England defence coach John Mitchell says his side can match Saturday’s World Cup final opponents South Africa for pressure, even though the Springboks will always love to have an “intimidator” in their pack, and Mitchell remembers the days when acts of sheer violence peppered their physicality.
No one in the England squad has a deeper or more intimate knowledge of the Republic than Mitchell. The New Zealander lives in Natal with his daughter, who has just finished high school, and his South African wife Julie, and his rugby recollections over half a century mingle respect with bruising pain.
“I have watched the Springboks as a kid, and played against South African teams and coached them,” said the 55-year-old in Tokyo yesterday. “And I used to look at them and think they are the one side in the world that can create pressure like no other team. But what is great about that, is there is now another team that can create that pressure – and that is us [England].”
Asked for a specific example of pressure, Mitchell, right, reached to his playing days as captain and back-rower of Waikato, and an incoming tour by the Springboks – traditionally New Zealand’s fiercest rivals – in 1994. “I got belted,” Mitchell said with a rueful smile. “It was a guy called Adrian Geldenhuys. He had octopus arms, I think. I didn’t get him back but I met him in a lift in Pretoria about a year ago – he lives in Despatch, Port Elizabeth. He got me a beauty [in 1994]. Then the final whistle went and there was Mark Andrews and myself laughing. It was the game in those days.”
Andrews went on to play at No 8 for South Africa in the 1995 World Cup final, while Mitchell never made it as a Test All Black. So his shot at the global crown was first as head coach of New Zealand – they lost to Eddie Jones’ Australia in the 2003 semi-final – and now with Jones’ England.
Geldenhuys was a 6ft 6ins enforcer who once laid out France’s mighty Abdel Benazzi with a sickening swinging arm from behind in a 1992 international.
And the present-day Boks continue to pack huge size in their forwards, with four huge second rows – two starters, two on the bench – in Eben Etzebeth, Lood de Jager, RG Snyman and Franco Mostert.
“They love their scrum, love their lineout drive and love the physical nature of the game,” added Mitchell. “They always seem to have an intimidator at No 4 [currently Etzebeth] and that is just their way – and it works for them.”
Mitchell is easily the closest of England’s assistants to Eddie Jones – the man he calls “our boss” – in age and experience. Among the 16 coaching jobs Mitchell has held, he worked with England under Clive Woodward from 1997 to 2000, helping nurture the eventual 2003 world champions (“all those gorillas, Lawrence [Dallaglio], and Backy [Neil Back], and Hilly [Richard Hill],” as he described them last year). He coached the Lions’ Super Rugby team in South Africa and in 2018 he was working at another of the Republic’s franchises, the Bulls, and thinking of a further three years there, when Jones offered him a job with England over the phone.

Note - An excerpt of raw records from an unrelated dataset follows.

PR #36, opened 2024-03-29
Add healthchecks to docker-compose.yml

ftoppi:
Hello,

here's a small PR to replace redis with keydb due to redis license changes and to add healthchecks to services.

### DIFF
--- a/docker-compose.yml
+++ b/docker-compose.yml
@@ -13,6 +13,12 @@ services:
 
   redis:
     image: eqalpha/keydb:x86_64_v6.3.4
+    healthcheck:
+      test: keydb-cli ping || exit 1
+      interval: 2s
+      timeout: 1s
+      retries: 3
+      start_period: 30s
 
   db:
     # We use MariaDB because it supports ARM and has the expected collations
@@ -27,6 +33,12 @@ services:
       - mysql_data:/var/lib/mysql
     cap_add:
       - SYS_NICE  # CAP_SYS_NICE Prevent runaway mysql log
+    healthcheck:
+      test: mysqladmin --user=$$MYSQL_USER --password=$$MYSQL_PASSWORD status
+      interval: 2s
+      timeout: 1s
+      retries: 3
+      start_period: 30s
 
   misp-core:
     image: ghcr.io/misp/misp-docker/misp-core:latest
@@ -46,8 +58,16 @@ services:
           - PYPI_CYBOX_VERSION=${PYPI_CYBOX_VERSION}
           - PYPI_PYMISP_VERSION=${PYPI_PYMISP_VERSION}
     depends_on:
-      - redis
-      - db
+      redis:
+        condition: service_healthy
+      db:
+        condition: service_healthy
+    healthcheck:
+      test: curl -ks https://localhost/users/login > /dev/null || exit 1
+      interval: 2s
+      timeout: 1s
+      retries: 3
+      start_period: 30s
     ports:
       - "80:80"
       - "443:443"
@@ -126,7 +146,8 @@ services:
     environment:
       - "REDIS_BACKEND=redis"
     depends_on:
-      - redis
+      redis:
+        condition: service_healthy
 
 volumes:
     mysql_data:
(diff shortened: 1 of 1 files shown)


docker-compose.yml
```diff
@@ -12,7 +12,7 @@ services:
       - "SMARTHOST_ALIASES=${SMARTHOST_ALIASES}"
 
   redis:
-    image: redis:7.2
+    image: eqalpha/keydb:x86_64_v6.3.4
```
ostefano: This image is x64 only while the Redis image is ARM as well. Would it be possible to remove the arch modifier here?

docker-compose.yml
```diff
@@ -46,8 +58,16 @@ services:
...
           - PYPI_PYMISP_VERSION=${PYPI_PYMISP_VERSION}
     depends_on:
-      - redis
-      - db
+      redis:
+        condition: service_healthy
+      db:
+        condition: service_healthy
+    healthcheck:
+      test: curl -ks https://localhost/users/login > /dev/null || exit 1
```
ostefano, line 66: Is this check run inside the container? In other words, Is `localhost` the correct setting regardless of our `BASE_URL`?

docker-compose.yml
ostefano: Note that unless MISP changes the default key-value storage, we should only document this alternative in the README.md rather than modify the `docker-compose.yml` file

ftoppi: Fine by me. All their images are arch-specific except `eqalpha/keydb:latest` which is both for arm64 and x86_64.

docker-compose.yml
ftoppi: Yes, it's run inside the container.
You can see below I don't expose ports in my stack and it's still healthy:

```
$ docker compose ps 2> /dev/null
NAME                  IMAGE                                          COMMAND                  SERVICE        CREATED        STATUS                  PORTS
misp-db-1             mariadb:10.11                                  "docker-entrypoint.s…"   db             43 hours ago   Up 43 hours (healthy)   3306/tcp
misp-mail-1           ixdotai/smtp                                   "/bin/entrypoint.sh …"   mail           43 hours ago   Up 43 hours             25/tcp
misp-misp-core-1      ghcr.io/misp/misp-docker/misp-core:latest      "/entrypoint.sh"         misp-core      42 hours ago   Up 42 hours (healthy)
misp-misp-modules-1   ghcr.io/misp/misp-docker/misp-modules:latest   "/usr/local/bin/misp…"   misp-modules   43 hours ago   Up 43 hours
misp-redis-1          eqalpha/keydb:x86_64_v6.3.4                    "docker-entrypoint.s…"   redis          43 hours ago   Up 43 hours (healthy)   6379/tcp
```

docker-compose.yml
ostefano: We should also reference https://github.com/valkey-io/valkey if a docker image is available.

docker-compose.yml
```diff
@@ -12,7 +12,13 @@ services:
       - "SMARTHOST_ALIASES=${SMARTHOST_ALIASES}"
 
   redis:
-    image: redis:7.2
+    image: eqalpha/keydb:x86_64_v6.3.4
+    healthcheck:
+      test: keydb-cli ping || exit 1
```
ostefano: What is the alternative command if were to use Redis here?

ostefano (changes requested):
This is good stuff, but I think it's too early to replace redis.

Can we add the healthchecks first, and only when better docker images are published, move to a new key value store?

Alternatively, it should be easy to just document the alternatives available in the README.

docker-compose.yml
ftoppi: redis-cli ping

ostefano (changes requested):
Will merge if changes to the underlying image are removed.

Also, note that we decided to migrate to valkey, so healthcheck commands might need updating.

ftoppi:
> Will merge if changes to the underlying image are removed.
> 
> Also, note that we decided to migrate to valkey, so healthcheck commands might need updating.

I figured everyone would move to valkey but it wasn't available at the time.

This is better?

ostefano (approved):

ostefano:
Looks good.

Can you rebase and squash? Otherwise I will do it when merging (will wait for next MISP release).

With Mitchell honing a rush defence, England have conceded just four tries in five matches at the World Cup – one each to the USA, Argentina, Australia and New Zealand.
“We leave space like any team and it’s up to the opposition to find it and go and get it,” said Mitchell.
“I’m sure they [South Africa] would have seen something they liked and that’s just the great thing about the game, defensively you can’t defend for it all.”